Citizen Lab disclosed the vulnerability and code to Apple, which assigned the FORCEDENTRY vulnerability CVE-2021-30860 and describes the vulnerability as ‘processing a maliciously generated PDF could lead to arbitrary code execution, The report’s authors explained.

Researchers say the vulnerability has been remotely exploited by the NSO group since at least February 2021 to infect the latest Apple devices with Pegasus spyware.

Apple has issued several security advisories

Yesterday, Apple released several protections Update To fix CVE-2021-30860 in macOS, watchOS and iOS devices. Apple says the vulnerability could be exploited “by processing maliciously generated PDFs” and providing attacker code execution capabilities.

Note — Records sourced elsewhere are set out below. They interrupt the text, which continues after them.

PR #80, opened 2024-02-19
Fixes the unique shift code issue (#22), warning for unique key prop for list (#70) and warning for text-align in login page

### LINKED ISSUE #22: WorkShift id should be server-generated
**Describe the bug**
With the resolution of issue #7, volunteers have a way to sign up for shifts. However, the WorkShift ID is currently coming from the client side application: it is the shelter number followed by 'ffff'. It's coming from here: https://github.com/oss-slu/shelter_volunteers/blob/36bec9e8bd5c2a2fda4696399d8bcd651c303d16/client_app/src/Components/ShelterList.js#L57C21-L57C21

This means that our WorkShift IDs are not unique. These WorkShift IDs should be generated by the server side application and each created WorkShift should be assigned a unique value.

**To Reproduce**
1. Go to the server directory and start the server using README instructions
2. Go to the client_app directory and start the client using REAMDE instructions
3. Sign-up for different shifts within the same sheltert
4. Open a web browser window and point it to http://localhost:5000/shifts
5. You will see that the code associated with both new WorkShifts is the same

**Expected behavior**
WorkShift code should be unique. Typically, the database will generate a unique code for each newly added record.

### LINKED ISSUE #70: client_app - each child in a list should have a unique key prop (for all the lists)
**Describe the bug**
When I run the client_app and navigate to the Dashboard(with shifts added), Current selection page, Upcoming shifts, Previous shifts, or Shift confirmation page, I see a warning in the console stating "Each child in a list should have a unique key prop".

- In continuation to the issue #65
- Depends on the issue #22 

**To Reproduce**

1. Run the application and sign in with [developer@slu.edu](mailto:developer@slu.edu) and any password
2. In your web browser, open "Developer tools"
3. In Developer tools, open the "console" tab
4. Navigate to a page where a list or table is displayed (Dashboard(with shifts added), Current selection page, Upcoming shifts, Previous shifts, or Shift confirmation page).
4. You should see "Each child in a list should have a unique key prop" warning logged to the console. See screenshot below
image

**Expected behavior**
The console warning should not be displayed

**Additional context**
A unique key has to be added to each element in the list.

SiriChandanaGarimella:
Fixes #22 #70. Also, there is a warning for text-align on the login page

**What was changed?**
1. Generated a unique UUID and assigned the value to shift code in the IndividualShelter page. This is to resolve #22 
2. Added the key as shift.code for the table data on the ShiftList page and in the ConfirmationPage. This is resolve #70
3. Updated the style from text-align to textAlign in the About page. This resolves the warning Unsupported style property text-align on the sign-in page.

**Why was it changed?**
1. This is changed to make the shift code a unique value. As this is being used on different pages to uniquely identify each child in a list with a key prop, I made the changes in the client app instead of the server. 
2. As shift.code is a unique value, added it as a key prop for shifts table data.
3. As the accepted style is textAlign, I updated it from text-align to textAlign.

**How was it changed?**
1. Using the v4 method of the uuid package, I generated a unique UUID and appended it with the shelter ID, and assigned it to shift {code}
2. Added the key prop as shift.code for the div tag in ShiftList page and for the tr in ConfirmationPage.

**Issue 2 Fixes:**
image
image
image
image
image

**Issue 3 Fixes:**
image


client_app/src/Components/IndividualShelter.js
```diff
@@ -38,14 +38,15 @@ const IndividualShelter = (props) => {
...
+  const { v4: uuidv4 } = require('uuid');
 
   function addShift() {
     if (props.addShiftFunction) {
       let id = shelter.id;
       let start = startTime.getTime();
       let end = endTime.getTime();
       let shift = {
-        code: `${id}-${start}-${end}`,
+        code: `${uuidv4()}-${id}`,
```
kate-holdener, line 49: It seems to me that the unique code should be generated by the server/database, rather than the client side.

kate-holdener (changes requested):
@SiriChandanaGarimella I left a review comment for you. Also, you'll want to sync up this branch with the main branch (since the main branch moved on). My fault for letting this sit so long without reviewing it.

SiriChandanaGarimella:
@kate-holdener - I updated the code to use the unique ID generated by the database as the shift ID. Also, I made some changes in the front end and unit test cases accordingly. Could you please review it? Thanks!

server/repository/mongorepo.py
kate-holdener, line 1: @SiriChandanaGarimella I tested your code and it works well. It would be helpful if you could comment within mongodb.py how/where the unique id gets generated. It would be helpful for future developers.

SiriChandanaGarimella:
@kate-holdener - Thanks for the feedback! I've added comments to mongorepo.py to clarify where the unique ID gets generated. Please let me know if there are any modifications required.

server/repository/mongorepo.py
```diff
@@ -41,27 +42,25 @@ def list(self, user=None, shelter=None):
...
         return user_shifts
 
     def add(self, work_shift):
         """
         Add a WorkShift object to the data.
+        A unique id gets generated in mongoDB and is added to workShift object
         """
-        self.collection.insert_one(work_shift)
         work_shift.pop("_id")
+        self.collection.insert_one(work_shift)
```
kate-holdener, line 55:
```suggestion
        # Remove the _id field from the dictionary, so that when we call insert_one
        # mongoDB will add an _id field to the work_shift dictionary object with a unique
        # value before inserting it into the collection. This ensures that each work shift
        # stored in our database has a unique _id
        work_shift.pop("_id")
        self.collection.insert_one(work_shift)
```

kate-holdener (approved):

“Apple is aware of a report that this issue may be actively exploited,” wrote Apple one of the advice, not releasing any further information on how the flaw can be exploited.

iPhone and iPad users should install the latest OS versions, iOS 14.8 and iPadOS 14.8, to fix the defect. Mac users should upgrade to Catalina 2021-005 or macOS Big Sur 11.6. Apple Watch wearers should be getting watchOS 7.6. All versions prior to the definitive release are at risk.

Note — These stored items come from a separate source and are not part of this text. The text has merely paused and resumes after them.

Issue #74, opened 2024-02-15
Make the API call to display the details in "Current Volunteer Counts" div on button click


SiriChandanaGarimella:
**Is this task related to a feature or a bug? Please include relevant issue numbers below.**
This task contributes to resolving issue #71 

**Describe the solution you'd like**
(Read issue description of #73 for more context)
Make the API call to display the details in the "Current Volunteer Counts" div only when the "View Current Volunteer Counts" button is clicked or "Start time date picker" or "End time date picker"
1. Remove the functionality to fetch the details in the "Current Volunteer Counts" div for each shelter through API call.
2. Make an API call to get the shift details of the shelter only when the "View Current Volunteer Counts" button, "Start time date picker" or "End time date picker" is clicked.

Another arbitrary code execution vulnerability was reported in the Safari browser by an anonymous researcher. Tracked as CVE-2021-30858, the use-after-free vulnerability was also detected in a . patched by Update Released in Safari 14.1.

“We all possess highly sophisticated personal tools that have profound implications for personal privacy. There are many examples of [these risks], such as app data collection–which Apple has recently moved to curb App Tracking Transparency Framework,” Jesse Rothstein, CTO and co-founder of network security firm XtraHop, told Ars. “Any sufficiently sophisticated system has security vulnerabilities that can be exploited, and mobile phones are no exception. “

“Pegasus shows how unknown vulnerabilities can be exploited to access highly sensitive personal information,” Rothstein said. “The NSO Group is an example of how governments can essentially outsource or buy weaponized cyber capabilities. In my view, it’s no different than an arms deal–it’s not regulated that way. Companies always have to. We have to address our vulnerabilities, but regulations will help prevent some of these cyber weapons from being misused or falling into the wrong hands.”